Casual dining is eating at friendly prices in a relaxed atmosphere, without the formality or costs associated with a fine-dining experience. In recent months, two new venues in Thessaloniki, which sprang up without fanfare and yet quickly became popular hangouts, are achieving a happy balance that includes both a less formal environment and high-quality flavors on offer.
First, we head to the city’s eastern suburbs, where a Bauhaus-style building hosts an eatery notable for its north European name and its flavors. In May 2021, Giorgos Papadopoulos’ twenty years of experience in Thessaloniki’s restaurant scene came together with Alexandros Panopoulos’ expertise in pastries to create OSTEN, a restaurant located a short distance outside Thermi. The menu is the work of chef Giorgos Kordonis. OSTEN’s philosophy embraces a multitude of cuisines based, nonetheless, on Mediterranean influences and ingredients from across Greece.
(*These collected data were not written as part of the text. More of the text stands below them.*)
PR #1158, opened 2019-12-12
Add health check to the upgrade test

petr-balogh:
Ticket:
https://projects.engineering.redhat.com/browse/OCSQE-145

### DIFF
--- a/ocs_ci/ocs/cluster.py
+++ b/ocs_ci/ocs/cluster.py
@@ -6,11 +6,13 @@ rook cluster. This works with assumptions that an OCP cluster is already
 functional and proper configurations are made for interaction.
 """
 
-import logging
 import base64
+import logging
 import random
-import yaml
 import re
+import threading
+import yaml
+from time import sleep
 
 import ocs_ci.ocs.resources.pod as pod
 from ocs_ci.ocs.exceptions import UnexpectedBehaviour
@@ -100,7 +102,9 @@ class CephCluster(object):
         self.mon_count = 0
         self.mgr_count = 0
         self.osd_count = 0
-
+        self.health_error_status = None
+        self.health_monitor_enabled = False
+        self.health_monitor = None
         self.scan_cluster()
         logging.info(f"Number of mons = {self.mon_count}")
         logging.info(f"Number of mds = {self.mds_count}")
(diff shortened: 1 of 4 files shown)


petr-balogh:
Running verification here: https://ocs4-jenkins.rhev-ci-vms.eng.rdu2.redhat.com/job/qe-deploy-ocs-cluster/2977/

ocs_ci/ocs/cluster.py
```diff
@@ -427,6 +431,86 @@ def check_ceph_pool_used_space(self, cbp_name):
...
+
+    def run(self):
+        self.ceph_cluster.health_monitor_enabled = True
+        while self.ceph_cluster.health_monitor_enabled and (
+            not self.ceph_cluster.health_error_status
+        ):
+            sleep(self.sleep)
+            health_status = self.ceph_cluster.get_ceph_health(detail=True)
+            if "HEALTH_ERROR" in health_status:
+                self.ceph_cluster.health_error_status = (
```
ebenahar: This means that only 1 error occurrence will be assigned to self.ceph_cluster.health_error_status IIUC.
What if we want more then 1 error occurrence to be saved?

petr-balogh:
Verified:
https://ocs4-jenkins.rhev-ci-vms.eng.rdu2.redhat.com/job/qe-deploy-ocs-cluster/2982/console

ocs_ci/ocs/cluster.py
petr-balogh: I was thinking about adding more as well but then I realized that if I run this health check each 5 second and I will hit HEALTH_ERROR and this one will repeat all the time that I will spam this list with the same error all the time and no more additional error.  I thought about concentrating for first occurrence of HEALTH_ERROR only and stop monitoring after that, let process the rest of the upgrade which will most likely fail later on anyway and collect must gather and raise the exception with that first error.

@nehaberry or do you think that we should try to collect all the errors again and again?

Thanks

ebenahar: @petr-balogh OK. Make sense to have it saved only once. Thanks!

ocs_ci/ocs/cluster.py
```diff
@@ -427,6 +431,86 @@ def check_ceph_pool_used_space(self, cbp_name):
...
+                    self.ceph_cluster.ceph_status()
```
shylesh: @petr-balogh , is that call ```self.ceph_cluster.get_ceph_status() ```?

petr-balogh: ops, I changed the name of function with prefix get_ and forgot to change it here. Thanks for noticing. Submitting fix in a minute.

PR #1164, opened 2019-12-12
Fix add MDS tier1 test case

RazTamir:
Removed the usage of ignore_leftovers as it cause following test to fail


RazTamir:
> @RazTamir thinking maybe this case should not be part of tier1

I agree.
Will take care of it in a different PR

vasukulkarni:
LGTM

PR #1172, opened 2019-12-13
Setting redundancy & curator values to default values for logging

Shrivaibavi:


keesturam:
Please change the commit message.
1) I believe 'single' redundancy is the default configuration and that is why we are changing to single?
2) schedule change is to increase the frequency of curator

Shrivaibavi:
http://pastebin.test.redhat.com/821731

PR #1182, opened 2019-12-16
Define the craft_s3_command AWSCLI connection timeout as 60 seconds

MeridianExplorer:
Should help in cases of unstable connections while retrieving objects


MeridianExplorer:
@ebenahar - It's not a specific issue as much as 'unstable connections' are. I don't think there's any way for us to improve the condition other than adding this workaround. Thus, I'm not sure that opening an issue will contribute. What do you think?

MeridianExplorer:
After further testing, I found out this command didn't help in our case. PR closed.

Issue #1190, opened 2019-12-16
Fix OSD count number


petr-balogh:
I've hit the issue during the upgrade where we check exact number of OSDs:
https://ocs4-jenkins.rhev-ci-vms.eng.rdu2.redhat.com/job/qe-deploy-ocs-cluster/3110/consoleFull

this is after this change:
https://github.com/red-hat-storage/ocs-ci/pull/1173

So we need to count number of OSDs from count*replica

PR #1191, opened 2019-12-16
Fix OSD count number verification

petr-balogh:
Fixes: #1190

### DIFF
--- a/ocs_ci/ocs/resources/ocs.py
+++ b/ocs_ci/ocs/resources/ocs.py
@@ -253,7 +253,10 @@ def ocs_install_verification(timeout=600, skip_osd_distribution_check=False):
         timeout=timeout
     )
     # osds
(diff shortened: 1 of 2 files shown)


petr-balogh:
Running verification here:
https://ocs4-jenkins.rhev-ci-vms.eng.rdu2.redhat.com/job/qe-deploy-ocs-cluster/3117/console

Got confirmation from Travis that this is right way how to calculate the number of OSDs from strorageCluster device set.

petr-balogh:
I see the deployment stage passed and it's looking now for correct number of 3 osds. So marking as verified now as I do not expect any other issue when gather this in upgrade when they are just copy paste the same lines.

petr-balogh:
@vasukulkarni @RazTamir @ebenahar can you please approve if you are still online? :) thanks

Issue #1185, opened 2019-12-16
Run-ci ignores "region" parameter in config files when using RHEL UPI


AviadP:
workaround: using .aws/config file with default region

annagitel:
![noRegion](https://user-images.githubusercontent.com/57480476/70920662-a14bbf80-202b-11ea-8361-a67bc802bfb1.png)

clacroix12:
This is due to how we are instantiating our cloudformation client. We are not passing the `region_name` so it was defaulting to whatever was configured in `~/.aws/config`. I'll have a fix shortly.

PR #1192, opened 2019-12-17
Pass region to boto clients properly

clacroix12:
Fixes: #1185 

### DIFF
--- a/ocs_ci/deployment/aws.py
+++ b/ocs_ci/deployment/aws.py
@@ -285,7 +285,7 @@ class AWSUPI(AWSBase):
             self.client = boto3.client(
                 'ec2', region_name=config.ENV_DATA['region']
             )
-            self.cf = boto3.client('cloudformation')
+            self.cf = boto3.client('cloudformation', region_name=self.region)
 
     class OCPDeployment(BaseOCPDeployment):
         def __init__(self):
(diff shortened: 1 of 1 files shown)


ocs_ci/deployment/aws.py
```diff
@@ -438,7 +438,7 @@ def gather_worker_data(self, suffix='no0'):
         stack_name = f'{self.cluster_name}-{suffix}'
         resource = self.cf.list_stack_resources(StackName=stack_name)
         worker_id = self.get_worker_resource_id(resource)
-        ec2 = boto3.resource('ec2')
+        ec2 = boto3.resource('ec2', region_name=self.region)
```
shylesh: I just have a question here, self.region will be fixed through out the execution and workers can be in 3 different regions in case of 3AZ. So would it still work?

gklein: Availability zones (AZ) are not the same as regions. Each AZ is a logical data center living in one specific region. While region is a geographical location that can have one ore more AZ.

As longs as we don't need to support multiple regions in the same test (only multiple AZ in the same region) , I goes this will work.

shylesh: Ah got it. Thanks for the clarification.

PR #1198, opened 2019-12-17
Adding Memory and CPU option for RHEL in vSphere platform

vavuthu:

### DIFF
--- a/conf/deployment/vsphere/upi_1az_rhel_3m_3w.yaml
+++ b/conf/deployment/vsphere/upi_1az_rhel_3m_3w.yaml
@@ -17,3 +17,5 @@ ENV_DATA:
   rhel_worker_prefix: 'rhel1'
   rhel_user: 'test'
   mixed_cluster: False
+  rhel_num_cpus: '16'
+  rhel_memory: '65536'


petr-balogh:
> @petr-balogh ,
> 
> Do we need this for AWS RHEL workers as well ?

@shylesh that's the good question.

How we do in AWS rhel? Do we set the same as we have for normal workers?  @vavuthu why do we differentiate between rhel and normal (CoreOS) workers?  

Thinking about why we just do not use the same values from https://github.com/red-hat-storage/ocs-ci/pull/1198/files#diff-c2468e5c96b4d141e508c8f926f3ab10R11 and https://github.com/red-hat-storage/ocs-ci/pull/1198/files#diff-c2468e5c96b4d141e508c8f926f3ab10R13 ?

vavuthu:
> > @petr-balogh ,
> > Do we need this for AWS RHEL workers as well ?
> 
> @shylesh that's the good question.
> 
> How we do in AWS rhel? Do we set the same as we have for normal workers? @vavuthu why do we differentiate between rhel and normal (CoreOS) workers?
> 
> Thinking about why we just do not use the same values from https://github.com/red-hat-storage/ocs-ci/pull/1198/files#diff-c2468e5c96b4d141e508c8f926f3ab10R11 and https://github.com/red-hat-storage/ocs-ci/pull/1198/files#diff-c2468e5c96b4d141e508c8f926f3ab10R13 ?

I would like to differentiate the between CoreOS and RHEL. and provide option to user to change for only RHEL if needs.

shylesh:
> > @petr-balogh ,
> > Do we need this for AWS RHEL workers as well ?
> 
> @shylesh that's the good question.
> 
> How we do in AWS rhel? Do we set the same as we have for normal workers? @vavuthu why do we differentiate between rhel and normal (CoreOS) workers?
> 
> Thinking about why we just do not use the same values from https://github.com/red-hat-storage/ocs-ci/pull/1198/files#diff-c2468e5c96b4d141e508c8f926f3ab10R11 and https://github.com/red-hat-storage/ocs-ci/pull/1198/files#diff-c2468e5c96b4d141e508c8f926f3ab10R13 ?

@petr-balogh ,

For RHEL workers on AWSUPI we are going with whatever m5.4xlarge instances have in terms of cpus and other resources, only storage part we have parameterized. Same case with RHCOS workers as well.

petr-balogh:
@vavuthu what values are used if those two vars are not set in the config:
```
  rhel_num_cpus: '16'
  rhel_memory: '65536' 
```
?

Do we have somewhere set default values or they are somewhere in the template?
I think that the best approach is when we do not specify those values we should use the values from:
 `worker_num_cpus` and `memory` as this will use the same values as we have for current worker nodes WDYT?

vavuthu:
> @vavuthu what values are used if those two vars are not set in the config:
> 
> ```
>   rhel_num_cpus: '16'
>   rhel_memory: '65536' 
> ```
> 
> ?
> 
> Do we have somewhere set default values or they are somewhere in the template?
> I think that the best approach is when we do not specify those values we should use the values from:
> `worker_num_cpus` and `memory` as this will use the same values as we have for current worker nodes WDYT?

@petr-balogh If we don't specify the values, it will take from https://github.com/red-hat-storage/ocs-ci/blob/master/ocs_ci/templates/ocp-deployment/scale_up_terraform.tfvars.j2#L14

PR #1199, opened 2019-12-17
Extend the timeout length of some of the MCG tests

MeridianExplorer:
To prevent false-negatives on slower machines.


ocs_ci/ocs/resources/mcg.py
```diff
@@ -550,7 +550,7 @@ def _check_mirroring():
             return all(results)
 
         try:
-            for mirroring_is_complete in TimeoutSampler(140, 5, _check_mirroring):
+            for mirroring_is_complete in TimeoutSampler(140, 10, _check_mirroring):
```
MeridianExplorer: From what I observed the cmd wouldn't execute quickly enough sometimes (>5 secs) - thus extended the wait just for the sake of cleaner logs and easier tracking.

ocs_ci/ocs/resources/mcg.py
```diff
@@ -587,7 +587,7 @@ def _check_state():
             return False
 
         try:
-            for reached_state in TimeoutSampler(180, 10, _check_state):
+            for reached_state in TimeoutSampler(600, 40, _check_state):
```
RazTamir: 3 minutes changed to 10 minutes.
why?

The reason I'm asking is to ensure we don't have a regression in performance of reaching the desired state

MeridianExplorer: The change is because we block and enable IO on the S3 bucket by using BucketPolicies. Even after drilling down the NB code and verifying that it refreshes in the intervals it should, we noticed it sometimes just takes a very long time for the policy to apply, so basically - waiting for AWS.

ebenahar: @MeridianExplorer is this PR still needed then?

MeridianExplorer: @ebenahar - Yep, there are still two changes for other timings in the MCG tests. Just needs further research and testing. There's also a bug regarding this specific part (backingstore refuses to update its state) - waiting for a response from NB

ebenahar: ack

MeridianExplorer:
Now assigned to @bernerhat

Issue #4807, opened 2021-09-07
test_fio_workload_simple-CephBlockPool-sequential stuck in loop for 7 days on status.phase with timeout of 600


petr-balogh:
https://ocs4-jenkins-csb-ocsqe.apps.ocp4.prod.psi.redhat.com/job/qe-deploy-ocs-cluster-prod/1719/

running for 7 days

and it's still trying to run this command over and over

07:14:15 - MainThread - ocs_ci.helpers.performance_lib - INFO - Going to run oc --kubeconfig /home/jenkins/current-cluster-dir/openshift-cluster-dir/auth/kubeconfig -n benchmark-operator get pod --no-headers -o custom-columns=:metadata.name,:status.phase with timeout of 600

Problematic case is:
15:14:12 - MainThread - test_fio_benchmark - INFO - Logs file path name is : /home/jenkins/current-cluster-dir/logs/ocs-ci-logs-1630335194/tests/e2e/performance/test_fio_benchmark.py/TestFIOBenchmark/test_fio_workload_simple-CephBlockPool-sequential

Logs: http://magna002.ceph.redhat.com/ocsci-jenkins/openshift-clusters/j-011vu1cs33-pn/j-011vu1cs33-pn_20210830T125630

petr-balogh:
The same happened on AWS cluster here:
https://ocs4-jenkins-csb-ocsqe.apps.ocp4.prod.psi.redhat.com/job/qe-deploy-ocs-cluster-prod/1725/consoleFull but here it also deleted the cluster later on and it's stuck there.

We should disable the test till it's fixed. And make sure we will not get to such situation again.

Avilir:
I found 2 reasons for this issue :

1. the function which identify benchmark restart  is not working as expected when more then one pod is used in the benchmark - PR is WIP
2. it is look like out of resources make the FIO benchmark to failed.

PR #4825, opened 2021-09-12
Fix function which wait for benchmark to finish

Avilir:
this PR is part of the fix for #4807 

### DIFF
--- a/ocs_ci/ocs/perftests.py
+++ b/ocs_ci/ocs/perftests.py
@@ -274,15 +274,27 @@ class PASTest(BaseTest):
         total_time = timeout
         while not Finished and total_time > 0:
             results = run_oc_command(
-                "get pod --no-headers -o custom-columns=:metadata.name,:status.phase",
+                f"get pod --no-headers -o custom-columns=:metadata.name,:status.phase",
                 namespace=benchmark_operator.BMO_NAME,
             )
-            fname = ""
+            (fname, status) = ["", ""]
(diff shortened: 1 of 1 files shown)


ocs_ci/ocs/perftests.py
```diff
@@ -274,26 +274,40 @@ def wait_for_wl_to_finish(self, timeout=18000, sleep=300):
...
+            (fname, status) = ["", ""]
             for name in results:
-                if re.search(self.client_pod_name, name):
-                    (fname, status) = name.split()
-                    continue
+                # looking for the pod which run the benchmark (not the IO)
+                # this pod contain the `client` in his name, and there is only one
+                # pod like this, other pods have the `server` in the name.
+                (fname, status) = name.split()
+                if re.search("client", fname):
```
keesturam, line 286: @Avilir should we also add `fio-` or `smallfile-` before the client so we are precisely looking for the right one? I understand we don't run fio and smallfile workload together today, but maybe we will in the future? as some sort of stress test. (This can be done in a subsequent PR as well).

keesturam (approved):

ocs_ci/ocs/perftests.py
Avilir: agree, i will do it in separate PR.

keesturam (approved):

ramkiperiy (approved):
LGTM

Brunch options include sandwiches made with panini and brioche bread baked in-house from the same slow-rising dough that the restaurant uses for its homemade pasta as well, while vegetarian choices have yogurt from Drama, honey from Lake Kerkyni, and Greek fruit and nuts. They serve a special coffee blend which combines Arabica beans from Ethiopia, Colombia and Mexico. Daily specials change frequently and feature a variety of flavors in dishes such as soup with kavourma, or beef confit, offering great choices at low prices. “The main feature of OSTEN is that it has no single identity. We just want people to come and enjoy high quality food all hours of the day,” says Papadopoulos.
Our next stop is the Pelosof-Amarilo-Pardo arcade at 22 Tsimiski, the location of the old pre-war post office as well as shops serving the Jewish community. Few locals even knew the name of the arcade until last December, when Vassilis Saïtis and Giannis Balafoutis paid homage to the Jewish heritage of Thessaloniki by naming their new enterprise Pelosof. Entering the arcade, the visitor is greeted by a vast minimalist bar that complements the majestic architectural space.
The restaurant operates in the basement, offering two separate menus, one for brunch and lunch and the other for dinner. Using ingredients from local suppliers, Pelosof offers dishes with Levantine and Middle Eastern influences, reflecting Thessaloniki’s gastronomic identity without the pretensions that can come with fine dining. The unique flavors are the stuff of memories: handmade naan accompanying signature eastern Mediterranean kebabs; red-pepper harissa paste, better known in western Macedonia as ajvar, which accompanies main plates; and ten signature cocktails.
“The idea behind our cuisine and the casual dining experience has nothing to do with fast food; it refers to the overall experience – the space, the colors of the food, the new flavors, the music, something for all senses that creates a sense of comfort,” says Balafoutis, explaining a project that has already, in just its first month of existence, been embraced by the city.